Search the records below for "Clean up some". Return that line and all remaining lines exactly.

───── EXCERPTED DATA ─────

PR #918, opened 2020-11-22
Add a GitHub action for the Nix build

pepeiborra:
/cc @domenkozar

### DIFF
--- a/.github/workflows/nix.yml
+++ b/.github/workflows/nix.yml
@@ -15,7 +15,7 @@ jobs:
     - uses: actions/checkout@v2
     - uses: cachix/install-nix-action@v12
       with:
-        nix_path: nixpkgs=channel:nixos-unstable
+        nix_path: nixpkgs=channel:nixos-20.03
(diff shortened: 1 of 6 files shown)


.github/workflows/nix.yml
```diff
@@ -0,0 +1,23 @@
...
+      fail-fast: false
+      matrix:
+        ghc: ['default', 'ghc8102', 'ghc884', 'ghc865']
+        os: [ubuntu-latest, macOS-latest]
+
+    steps:
+    - uses: actions/checkout@v2
+    - uses: cachix/install-nix-action@v12
+      with:
+        nix_path: nixpkgs=channel:nixos-unstable
```
domenkozar, line 18: I'd recommend [pinning a commit](https://nix.dev/reference/pinning-nixpkgs.html#possible-url-values) here, otherwise you'll possibly see non-deterministic breakages. Rarely, but not worth the hassle.

jneira (approved):

PR #919, opened 2020-11-22
Ignore import list while producing completions

### LINKED ISSUE #576: Ignore import lists for producing completions

gdevanla:
Fixes #576

### DIFF
--- a/src/Development/IDE/Plugin/Completions.hs
+++ b/src/Development/IDE/Plugin/Completions.hs
@@ -71,14 +71,26 @@ produceCompletions = do
         case (ms, sess) of
             (Just (ms,imps), Just sess) -> do
               let env = hscEnv sess
-              res <- liftIO $ tcRnImportDecls env imps
+              -- We do this to be able to provide completions of items that are not restricted to the explicit list
+              let imps' = map dropListFromImportDecl imps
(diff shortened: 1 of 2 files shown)


pepeiborra (approved):
Nice, thank you! 

Did you look into extending the import declaration as part of the completion? I guess we can leave it for optional future work.

gdevanla:
That's a good idea. Right now we need the user to choose an explicit code action to do that. Should this be done automatically?

pepeiborra:
Automatically extending the import is part of #576: 

> It would be great if selecting a completion would also check and expand the corresponding import list if needed.

pepeiborra:
What do you plan to do about automatically expanding imports? I'm happy to merge this now and leave that as future work, but then we should not close #576

gdevanla:
I would suggest merging this and leave that to next PR.  I have a couple of questions. I will ask those in #576.  I think it is fine to leave that issue open for now. Thanks!

PR #924, opened 2020-11-28
Clean up some of the linky-links in the README

samuela:
Add a link to the vscode extension, and minor cleanup.


jneira (approved):
many thanks for improving docs!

─────

ANSWER TO THIS EXERCISE ::
Clean up some of the linky-links in the README

samuela:
Add a link to the vscode extension, and minor cleanup.


jneira (approved):
many thanks for improving docs!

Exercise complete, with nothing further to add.